Chesnutt wrote this novel at the beginning of the Harlem
Renaissance, but set it in a time and place favored by George
Washington Cable. Published now for the first time, Paul Marchand:
Free Man of Color examines the system of race and caste in
nineteenth-century New Orleans. Chesnutt reacts, as well, against
the traditional stance that fiction by leading American writers of
the previous generation had taken on the issue of miscegenation.

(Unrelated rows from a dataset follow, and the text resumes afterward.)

PR #1154, opened 2019-05-15
TFW-3522 - Histogram sort toggle

tVeratti:


tVeratti:
@troyblank @jasonhale Updated and ready

components/visualizations/wordBar.js
```diff
@@ -65,24 +72,86 @@ export default class WordBar extends PureComponent {
...
     onToggle = ({ value }) => {
         this.setState({ activeValue: value });
     }
 
-    getMenuFromData = data => Object.keys(data).map(key => ({ label: key, value: key }));
+    onSortUpdate = (e) => {
+        const { encoding } = this.props;
+        const { value } = e;
+        let sortBy;
+        if (value.indexOf(ALPHA_KEY) !== -1) {
```
jasonhale: Can we just use `value.includes(ALPHA_KEY)`...?  I don't remember if IE11 is a requirement.

troyblank: word to that.

tVeratti: good call - updated!

PR #1163, opened 2019-05-17
TFW-3517 - Add legend to silence ratio

tVeratti:
I'm putting this in draft because I want to wait for TFW-3521 to get merged in before rebasing to it. I will handle the conflicts there and handle the sentiment legend in the new method.


tVeratti:
> The addition of the legend is pushing that "Average" out the bottom. Just needs some flex-box care.
This is strange, I do not see it reproduced locally. What browser was this with?
Screen Shot 2019-05-20 at 9 52 59 AM

tVeratti:
Ok so the issue came up in base layout / vizzy, where vertical-bar containers had a height of `100%`. It is no longer necessary so removing the height fixed it and did not interfere with other vertical bars.

PR #1164, opened 2019-05-20
TFW-3529 - update auto focus parameters

tVeratti:
NOT 4.45 - HOLDING ON MERGE


tVeratti:
I spoke with Josh about the "+ Add" button animation triggering on close. He said it's not a major concern right now. Rest is fixed.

After living for many years in France, the wealthy and
sophisticated Paul Marchand returns to his home in New Orleans and
discovers through a will that he is white and is now head of a
prosperous and influential family. Since mixed-race marriages are
illegal, he must renounce his mulatto wife and bastardize his
children.
Chesnutt resolves Marchand's dilemma with a surprising plot
reversal. Marchand, although white, chooses to pass as a black so
that he can keep his wife and children. Thus by altering the
traditional narrative that Cable, Twain, and Howells had developed
for their fiction on mixed-race themes, he exposes the issue of
race as a social and legal fabrication. Moreover, Chesnutt shows
Marchand's awareness that traits of inferiority and superiority are
not based on "blood" but on other factors. In him Chesnutt has
created an admirable male character responsive to human needs and
civility rather than to artificial institutions.
Books by Charles W. Chesnutt (1858-1932) include "Baxter's
Procrustes," "Hot-Foot Hannibal," "The Conjure Woman," "The House
Behind the Cedars," "The Marrow of Tradition," and "The Colonel's
Dream." Matthew Wilson is an associate professor of humanities and
writing at Pennsylvania State University, Harrisburg.